My husband just said it's a major fire hazard to have equipment in the same barn as the animals,  particularly if you also store your hay there.  And like @Bossroo said it will cause your equipment to rust out faster. I don't think it should make a huge financial difference to have 2 smaller buildings rather than one large one.


----------



## forester7 (Oct 18, 2016)

I am amazed at how many people find the use of stanchions odd! Here in New Brunswick, Canada everyone kept cattle that way years ago. Today most farmers still do (beef AND dairy). Tying in stanchions November-April isn't ideal, but I am not sure I am convinced yet that having cattle turn my pasture into a mud pit spring and fall, and out in temperatures down as low as -35F in the wintertime is a better option. Anyone out there at all that prefers the stanchion option?


----------



## Bossroo (Oct 18, 2016)

The only times that I have seen cattle tied to feed troughs  were in county fairs where show cattle are housed that way with deep straw to lay down in and an attendant there at all times ( they have cots and chairs, grooming and cleaning equipment  to stay with/ near  the cattle )  to cater to their every need  around the clock.


----------



## NH homesteader (Oct 18, 2016)

I've seem dairy cows tied but only at big operations.


----------



## Latestarter (Oct 18, 2016)

Greetings and welcome to BYH  Aside from the discussion on stanchions... as for the size of space required it would depend a lot, I think, on what breed of cow you'll be housing. I've never personally heard of folks tying their cows to a post for months at a time...  Not pro or con, just new to me (as are many things regarding animal husbandry since I'm a beginner). Can you talk to some of the folks up there who are doing what you want to do? May be they could provide some guidance/ideas? I mean, if they're already doing it... no sense re-inventing the wheel...

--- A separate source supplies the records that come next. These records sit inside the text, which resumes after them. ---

Issue #11965, opened 2022-02-14
Implement RawKV Cross Cluster Replication


pingyu:
## Development Task

Issue Number: #11745 
RFC: https://github.com/tikv/rfcs/pull/86

##### Development:

- [x] API v2: @pingyu #12036
  - [x] New RawKV key codec
- [x] Raw store: @haojinming #12087
- [x] Causal timestamp: @pingyu #12099
  - [x] Timestamp allocation
  - [x] Timestamp management
    - [x] Advance timestamp on leader transfer
  - [x] Server
    - [x] Feature switch & configuration
- [x] Raw interfaces: @pingyu #12343 
  - [x] Reads
  - [x] Writes
  - [x] Deletes @haojinming #12090
  - [x] Atomic
- [x] Garbage collection: @ystaticy 
  - [x] TiKV gc_worker #12424 
  - [x] Standalone GC worker @haojinming https://github.com/tikv/migration/pull/85
- [x] BR for cross API version data migration
  - [x] TiKV br component #12303 
  - [x] TiKV-BR https://github.com/tikv/migration/issues/67
- [x] Others
  - [x] Bulk load #12389 
  - [x] Metrics #12494 

##### Testing: 

- [x] Test
  - [x] Integration Test for causality validation
    - [x] Leader Transfer
    - [x] Region split + leader transfer
    - [x] Region merge + leader transfer
- [x] Benchmark: baseline (v5.5-alpha) v.s. API v2, observing QPS and P99 latency
  - [x] raw_put
  - [x] raw_delete
  - [x] raw_get

#### Phase 2 (CDC):

- [x] CDC component @zeminzhou
  - [x] Rawkv procedure #12387
    - [x] Raw changefeed (receive rawkv changefeed from TiKV-CDC)
    - [x] Incremental scan
    - [x] Raw sink (send rawkv data to TiKV-CDC)
  - [x] Resolved_ts #12866
- [x] Metrics
    - [x] TiKV-CDC Grafana board https://github.com/tikv/migration/pull/130
    - [x] Resolved-ts metrics
- [x] Test
  - [x] Integration Test for causality validation
    - [x] TiKV - CDC - TiKV
    - [x] Leader Transfer
    - [x] Region split + leader transfer
    - [x] Region merge + leader transfer
- [x] Benchmark: baseline (v5.5-alpha) v.s. CDC feature disabled v.s CDC feature enabled, observing QPS and P99 latency
  - [x] raw_put
  - [x] raw_delete
[...]

PR #12036, opened 2022-02-28
api_version: Codec for RawKV key

pingyu:

Issue Number: ref #11965 

What's Changed:

Key of RawKV is encoded as `user-key + memcomparable-padding + timestamp` in API v2.
A structure `RawKey` is added.

Refer to RFC:
1. https://github.com/pingyu/tikv-rfcs/blob/rfc_api_v2_pd/text/0069-api-v2.md (https://github.com/tikv/rfcs/pull/79)
2. https://github.com/pingyu/tikv-rfcs/blob/rawkv-cdc/text/0083-rawkv-cross-cluster-replication.md (https://github.com/tikv/rfcs/pull/86)

```commit-message
Key of RawKV is encoded as `user-key + memcomparable-padding + timestamp` in API v2.
```

### Related changes

No.
No.
No.

### Check List 

Tests 

- Unit test
- Integration test

Side effects
No.

### Release note 

```release-note
RawKV key is encoded as user-key + memcomparable-padding + timestamp in API v2.
```


andylokandy (approved):

haojinming (approved):

pingyu:
> /cc @innerr @BusyJay

PTAL, thanks~

components/api_version/src/api_v2.rs
```diff
@@ -107,4 +107,58 @@ impl APIVersion for APIV2 {
...
+fn verify_encoded_key(encoded_key: &Key, with_ts: bool) -> bool {
+    let encoded_bytes = &encoded_key.as_encoded()[..];
+    if !matches!(APIV2::parse_key_mode(encoded_bytes), KeyMode::Raw) {
+        return false;
+    }
+    let mut len = encoded_bytes.len();
+    if with_ts {
+        len = len.checked_sub(number::U64_SIZE).unwrap();
+    }
+    len > 0 && (len % (tikv_util::codec::bytes::ENC_GROUP_SIZE + 1) == 0)
```
BusyJay, line 153: How about `bytes::decode_bytes(&mut encoded_bytes, false).is_ok() && encoded_bytes.len() == 8 * (with_ts as usize)`? So it doesn't need to depend on the details of codec.

components/api_version/src/api_v2.rs
```diff
@@ -107,4 +107,58 @@ impl APIVersion for APIV2 {
...
+        let encoded_key = Key::from_raw(user_key);
+        if let Some(ts) = ts {
+            encoded_key.append_ts(ts)
+        } else {
+            encoded_key
+        }
+    }
+
+    // `encode_raw_key_owned` has improvement only for APIV1|APIV1TTL, but not for APIV2.
+    // As there is no "in place" implementation available for encoding.
```
BusyJay, line 137: Actually there is. See `encode_all_in_place`.

pingyu:
@BusyJay Thanks for your review !
Comments addressed, PTAL~

components/api_version/src/api_v2.rs
```diff
@@ -107,4 +108,65 @@ impl APIVersion for APIV2 {
...
+        } else {
+            encoded_key
+        }
+    }
+
+    fn encode_raw_key_owned(mut user_key: Vec<u8>, ts: Option<TimeStamp>) -> Key {
+        debug_assert_eq!(Self::parse_key_mode(&user_key), KeyMode::Raw);
+        let src_len = user_key.len();
+        let encoded_len = MemComparableByteCodec::encoded_len(src_len);
+        user_key.reserve(encoded_len - src_len + number::U64_SIZE * (ts.is_some() as usize));
```
BusyJay, line 141: This is redundant as it will be called inside `resize`.

components/tikv_util/src/codec/bytes.rs
```diff
@@ -7,7 +7,7 @@ use super::{BytesSlice, Error, Result};
 use crate::codec::number::{self, NumberEncoder};
 use std::ptr;
 
-const ENC_GROUP_SIZE: usize = 8;
+pub const ENC_GROUP_SIZE: usize = 8;
```
BusyJay, line 10: Doesn't have to be public.

BusyJay (commented):
Rest LGTM

components/api_version/src/api_v2.rs
pingyu: We maybe need 8 more bytes for timestamp. Is it possible to extend the capacity again when we invoke `append_ts` later, if we do not reserve 8 more bytes here ?

BusyJay: Got it.

BusyJay (approved):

Most of the ranches/farms that I've ever been around/by/past that had cows, they were outside year round. This includes New England, Florida, Colorado, and eastern VA. Even in the coldest weather, the cows would just lay down out in the fields and chew cud. If it was blowing hard or wet or both, they'd seek shelter under trees, or behind a wind break, but I've rarely seen them seek or go inside the/a barn... Unless of course they were dairy and needed milking...

There were/are typically multiple pastures and the animals were/are rotated around through them. If you're concerned about them tearing up an area during the mud season, can you just limit the size of that pasture to a minimum and then once mud season is past, move them out of it to clean it up/re-seed/re-grow? Or as others have said, turn that area into your new piggery and let them till the area up for you? Since you're only talking a 1/2 dozen cows, I would think an acre dry lot for them would be more than adequate for a couple of months. It would be a dry lot scenario and of course you'll need to feed them while they're there, adding to your expense, but you'd need to feed them in a stanchion situation as well. Just build them a wind wall/lean to or run-in shelter, so they can get out of blowing weather and they should be fine.

As for the equipment housing and hay, can you purchase those quick install, carport type buildings to cover it? What will you be keeping inside the barn you'll be building, that you want to keep the hay and machinery outside it? I have to admit I'm going through the same deliberations here on barn design as I just bought my new place here and need to build a structure for many of the same reasons as you... hay, machines, animals, etc.

Hope you'll keep with us here and share some pics as you progress! I'm sure many would love to follow along with your decisions and progress! Glad you joined and look forward to reading/seeing more going forward!


----------



## forester7 (Oct 18, 2016)

Hi Latestarter: I am asking about keeping the machinery outside the barn as some here have suggested the ammonia and moisture will accelerate rusting.


----------



## Bruce (Oct 18, 2016)

I think I would be more concerned with @NH homesteader 's comment about fires in the the machine shed. Never thought of that. Then there is the issue of hay fires, almost sounds like a person could use THREE buildings far enough apart that if one burned the others would be safe. Talk about inconvenience!

My hay for the alpacas is in the drive bay in the big part of the barn as is the garden tractor. The 12 chickens and 2 alpacas (except they don't go in the barn often at all) are in the lower shed portion. There is a short door between the drive bay and the "feed room" below which is directly next to the horse stall converted to a chicken coop. So I am clearly not very secure should something catch on fire.  that never happens!


----------